In recent years, California has experienced extreme wildfires, heat waves, and the ever-present COVID-19 pandemic. What has become abundantly clear, particularly with the ravages of the pandemic in low-income communities of color, is that disaster risk is not an equal opportunity issue.
The latest evidence of this came last weekend when the Pajaro River levee broke and flooded a small town populated mainly by migrant workers and their families. In a strange coincidence, the levee failure occurred on March 12, 95 years to the day that San Francisco Dam it failed catastrophically due to a faulty foundation and other design flaws.
The dam collapse triggered massive flooding in Los Angeles and Venutra counties that killed nearly 500 people, many of them undocumented immigrant farmworkers. It represents the second greatest loss of life in California history, after the 1906 San Francisco earthquake and fire, and is still considered one of the worst civil engineering disasters in United States history.

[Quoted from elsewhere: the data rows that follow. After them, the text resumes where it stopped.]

PR #951, opened 2017-11-13
Merge master into 5.0.0 and use new Nexus v3 repos on 5.0.0

cwardgar:
5.0.0 ought to build on Travis now. *fingers crossed*

I also updated all remaining hyperlinks that point to artifacts.unidata.ucar.edu.


cdm/src/main/java/ucar/nc2/Group.java
```diff
@@ -1,5 +1,5 @@
 /*
- * Copyright 1998-2017 John Caron and University Corporation for Atmospheric Research/Unidata
```
lesserwhirls: I would leave John in this copyright line since he made changes after he left. I don't think it matters too much for contributors who have not added their name to the copyright explicitly, as they still keep their copyright regardless, but I don't think we should remove it if it is explicitly added. Just my 2c.

DennisHeimbigner: I disagre. As far as we know John was still an employee when those changes were made.

cwardgar:
Yeah, I suspected that the godiva2 stuff wasn't needed in 5.0.0. But when I did the merge, there was already a bunch of stuff in `tds/src/main/webapp/godiva2`.

cdm/src/main/java/ucar/nc2/Group.java
lesserwhirls: Ok, that makes sense then.

cwardgar:
The `HdfEos` changes come from #933. Most of it is just reformatting and converting System.out to logger.debug(). There are about 20 novel lines added, dealing with detection of trajectories. Seems okay.

cwardgar:
As usual, this will require a merge commit.

lesserwhirls:
I can take care of this as soon as I get back to my computer (at a Dr.
Appt).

As with the San Francisco dam, the Pajaro dam failure was not an entirely “natural” disaster. For decades, government officials knew the levee was vulnerable, but they never prioritized repairs largely because their cost-benefit analysis failed to value the losses for a low-income city. As Stu Townsley of the US Army Corps of Engineers told The Times over the weekend: “Basically, you get the construction costs of the Bay Area, but the value of the property is not as high”. A reassessment has been made, taking into account fairness, but obviously too late to avoid a catastrophe.
The task now is not just to hold officials accountable for poor planning decisions that allowed the levee to break, but to ensure relief and recovery are delivered equitably.
The relief effort in the aftermath of the Saint Francis dam failure provides an instructive lesson in how to get it wrong. The Red Cross, for example, largely refused to provide treatment to victims of the floods in Mexico; instead, local government officials requested the help of Blue Cross of San Fernando, a local charity that provided mutual aid to Latino victims in racially segregated shelters and offered services coordinated by translators. He Los Angeles citythe operator of the Saint Francis Dam, was later accused of providing Latino farmworkers with lower pay to cover property loss and funeral expenses.
This is not just a story from a long time ago. In our investigation of wildfires in Ventura, Santa Barbara and Sonoma counties Between 2017 and 2020, we found that undocumented immigrants were rendered invisible by cultural norms regarding who is considered a worthy victim of disaster. In interviews with victims and analysis of government data, a pattern emerged: Resources went to the wealthiest people, leaving local immigrant rights groups in charge of providing essential services, such as access access to emergency information in Spanish and indigenous dialects, labor protections for farmworkers threatened by heavy smoke, and establish a disaster relief fund for undocumented immigrants who are not eligible for federal aid.
Given their marginalized social status, undocumented immigrants are particularly vulnerable to disasters and require special consideration in disaster planning and response. They are negatively affected by racial discrimination, economic exploitation and hardship, fear of deportation, and communication difficulties. According to a 2019 State Auditor’s Reportemergency officials often overlook the state’s most vulnerable populations as they prepare for wildfires, floods, and other foreseeable disasters.
Stronger protections are needed. For example, improvement of linguistic access to emergency information; inclusive disaster planning and climate adaptation programs; disaster planning funding for migrant community organizations; better provisions on safety and health at work; a permanent statewide disaster relief fund for undocumented immigrants to cover unemployment and medical costs, home and property replacement, and hazard pay for those working in hazardous conditions during a disaster.
Wildfires, heat waves, floods, and pandemics do not discriminate. Nor are these disasters isolated and unforeseen phenomena. Disaster risk and disaster interventions are ultimately political in nature. As California experiences a rapid increase in the number and severity of challenges associated with our changing climate, we must embrace and engage all Californians, including those who may lack legal status, in preparing for a sustainable future. Addressing the crisis in Pájaro with an equitable and inclusive approach offers us the opportunity to do well for current residents and future generations.
Michael Mendez is an Andrew Carnegie Scholar and assistant professor of environmental planning and policy at UC Irvine. Manuel Pastor is a professor of sociology and director of the Equity Research Institute at USC.